En el presente estudio, se evaluó también la respuesta de MC durante la regeneración retiniana (figura 5). Muchos grupos ya han investigado la activación de células gliales, especialmente de MCs, como una respuesta regenerativa inicial a dañar. En concreto, sugirieron que activación MC fisiopatológica puede inducir el MCs a adoptar las características de la célula de vástago, proporcionando una fuente endógena de nuevo funcionamiento tipos celulares que pueden ser integrados en las áreas dañadas de la retina²⁷. Como era de esperar, encontramos que lesión retiniana laser estimula la activación de MC como se indica por el upregulation de GFAP. De hecho, mayor expresión de GFAP notable fue detectada en lesiones después de 3 días y se restringió a la zona de daños. A partir del día 14, la regeneración era en gran parte completa y la señal GFAP fue regulada para el nivel inicial en el área de daño. Así, hemos demostrado que MCs juega un papel activo en la reorganización retinal y potencialmente regeneración, después de lesión.

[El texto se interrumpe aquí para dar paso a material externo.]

PR #761, opened 2026-01-12
perf: skip unnecessary eth_getCode requests

karen-sarkisyan:
This PR does 2 optimizations for EVM calls regarding data fetching:

- Disable eth_getCode request on every storage request. Currently, every fetch of storage slot causes a `eth_getCode` call for the account
- Skip code fetching completely when `code_hash` is nullish in the proof, meaning there's no code to fetch

Also updated `get_basic` to mark account data as missing when code is `None`. Not sure if the case of it being `None` is probable, but we `unwrap` on it in a few places, so it's a bit of hardening for unexpected things (like if REVM only touches a storage slot but somehow not the account itself previously).


ncitron (approved):
LGTM!

PR #1222, opened 2019-09-25
Improved the visuals of the mentions plugins example

lostkeys:
Please test in IE11. Both my parallels license and the virtual machine has expired 😞


lnewson:
Tested on IE 11 and looks fine, however we'll also need to update the full featured demo as it still uses the old styles.

lostkeys:
@tylerkelly13 can I leave the merge and pushing it out live to you?

PR #1235, opened 2019-10-02
editing the migration from 4 guide

tylerkelly13:


migration-from-4x.md
```diff
@@ -1,66 +1,76 @@
...
+| **Setting**                                                      | **TinyMCE 4**                                                                                 | **TinyMCE 5**                                                                                                                                                              |
+| ---------------------------------------------------------------- | --------------------------------------------------------------------------------------------- | -------------------------------------------------------------------------------------------------------------------------------------------------------------------------- |
+| [`height`]({{site.baseurl}}/configure/editor-appearance/#height) | Set the height of the editable area of the editor.<br/>Only accepted supported number values. | Sets the overall height of the editor, including the menubar, toolbars, and statusbar.<br/>Supports numbers and strings. Assumes strings are a valid CSS value for height. |
```
wonderbugtiny: is "accepted supported" the right phrase here?

migration-from-4x.md
```diff
@@ -1,66 +1,76 @@
...
-| Moderate | A [dialog]({{site.baseurl}}/ui-components/dialog/#dialoginstanceapi) created using `editor.windowManager.open` configuration objects | Convert TinyMCE 4.x config to TinyMCE 5.0 config. |
-| Major | Completely custom dialogs and extended use of the Modern UI framework | The new TinyMCE 5.0 components may not cover all API use cases. However, Tiny strives to create supported workarounds or if there are sufficient requests, add a new component to resolve the use case. |
+### Editor: Changes to API Methods
 
-> Note: For support related issues such as problems while migrating and a workaround, please contact [support](https://support.tiny.cloud/hc/en-us/requests/new). Alternatively, track developer preview issues on GitHub, [here](https://github.com/tinymce/tinymce/labels/dev%20preview).
+* All TinyMCE 4 API methods for creating UI components have been removed. New methods have been added for TinyMCE 5. For information on creating and customizing UI components, see: [User interface components]({{site.baseurl}}/ui-components/).
+* No core editor methods were removed (such as: `tinymce`, `editor`, `selection`, and `on()`).
```
lnewson: I realise this is how it was worded before, but this seems misleading/confusing, as only one of these are methods (`on()`) and it's more so an editor instance API. `tinymce` is a global and the entrypoint to the TinyMCE API, `editor` doesn't really exist and `selection` is an API available on editor instances.

migration-from-4x.md
```diff
@@ -146,37 +151,58 @@ The [Inlite]({{site.url}}/docs-4x/themes/inlite/) theme is no longer supported i
...
-
-The [Modern]({{site.url}}/docs-4x/themes/modern/)  theme is no longer supported in TinyMCE 5.0.  The modern theme's UI library [`tinymce.ui.*`]({{site.url}}/docs-4x/api/tinymce.ui/) has also been deleted. This change may impact integrations depending upon the [level of customization](#initialization).
-
-> Note: For support related issues such as problems while migrating and a workaround, please contact [support](https://support.tiny.cloud/hc/en-us/requests/new). Alternatively, track developer preview issues on GitHub, [here](https://github.com/tinymce/tinymce/labels/5.x).
+This will provide a similar but improved [distraction-free]({{site.baseurl}}/general-configuration-guide/use-tinymce-distraction-free/) experience in TinyMCE 5.
 
+### Modern theme removed
 
-### Events
+The [Modern]({{site.url}}/docs-4x/themes/modern/) theme is not supported in TinyMCE 5.  The Modern theme's UI library [`tinymce.ui.*`]({{site.url}}/docs-4x/api/tinymce.ui/) has also been removed. This change may impact integrations depending upon the level of customization.
```
lnewson: Another one that existed before that could be misleading? As we're saying it's removed, but then saying it's not supported which would imply it still exists?

migration-from-4x.md
```diff
@@ -146,37 +151,58 @@ The [Inlite]({{site.url}}/docs-4x/themes/inlite/) theme is no longer supported i
...
 | **Removed event** | **Description**|
 | ----------------- | -------------- |
 | BeforeRenderUi | Fired before the UI was rendered. |
 
 
-## Mobile support
+### Mobile theme
 
-In TinyMCE 4.x, [mobile support]({{site.baseurl}}/mobile/) was introduced bundled with a new theme and configuration settings. TinyMCE 5.0 makes this process seamless where mobile support comes out of the box without any additional configurations. The mobile theme will be automatically loaded if a user views the editor on a mobile phone. TinyMCE 5.0 mobile will be an exciting space to watch.
+The TinyMCE 4 [Mobile theme]({{site.baseurl}}/mobile/) is default behavior for the editor when it is loaded on a mobile device.
```
lnewson: `is the default`?

migration-from-4x.md
tylerkelly13: updated line 44 to: ```No core editor API methods were removed.```

migration-from-4x.md
tylerkelly13: Revised to ```Supported number values.```

migration-from-4x.md
tylerkelly13: Revised to ```has been removed from TinyMCE 5.```

migration-from-4x.md
tylerkelly13: Updated

migration-from-4x.md
```diff
@@ -413,23 +457,23 @@ Dialogs are still opened via the `editor.windowManager.open(config)` api, howeve
...
 
-##### Changed settings:
+##### Changed dialog settings:
 
 | **Old setting** | **New setting** | **Description** |
 | --------------- | --------------- | --------------- |
 | `onchange` | [`onChange`]({{site.baseurl}}/ui-components/dialog/#configurationoptions) | `onchange` now takes a callback function which is passed an API helper function and data. |
 
-> Note: `onchange`, a callback that was previously used to detect changes on each component, has been removed. The changes are now tracked by a single callback function with the change data. Refer to the [Interactive example using redial(config): void]({{site.baseurl}}/ui-components/dialog/#interactiveexampleusingredialconfigvoid) for more information.
+> Note: The `onchange` callback has been removed. Changes are now tracked using the redial callback function. For information on using redial, see: [Interactive example using redial]({{site.baseurl}}/ui-components/dialog/#interactiveexampleusingredial).
```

En conclusión, el modelo de degeneración/regeneración retiniana inducida por láser es una herramienta versátil para producir daño rápido y focal a la retina de pez cebra y se puede visualizar la siguiente regeneración por proyección de imagen de OCT no invasivo. Además, hemos sido capaces de mostrar que degeneración de la retina y láser se acompaña de activación del MC y que la gliosis resultante se invierte en regeneración. Sin embargo, una investigación detallada de los tipos de células implicadas (por ejemplo, microglia, macrófagos) y vías debe realizarse. Modificaciones críticas pueden ser necesario, vivir sobre todo seguimiento de las MCs para entender mejor cómo se comportan durante el proceso de regeneración (por ejemplo, migración de su ubicación original en el INL en la retina externa, especialmente en la capa de PRs) y su diferenciación hacia células de PR. Alternativamente, paradigmas de luz daño podrían utilizarse para inducir la pérdida generalizada y constante de la barra y cono PRs²⁸. Sin embargo, la ventaja del modelo descrito es un área de lesión más definida donde uno puede estudiar las interacciones locales entre degeneración de fotorreceptores y MCs activados.

En general, creemos que el modelo ayudará a entender mejor procesos degenerativos/regenerativos en la retina sensorial y puede permitir la comparación de estos desarrollos con el sistema mamífero. También podría ser utilizado para estudiar la influencia del sistema inmune innato y los efectos de sustancias neuroactivas. En el futuro, uno podría ser capaz de utilizar estos resultados para modificar el sistema visual humano degeneración.

Los autores no tienen nada que revelar.

Agradecemos a Martin Zinkernagel, MD, PhD y Miriam Reisenhofer, PhD por su aportación científica a establecer el modelo y Federica Bisignani su excelente asistencia técnica.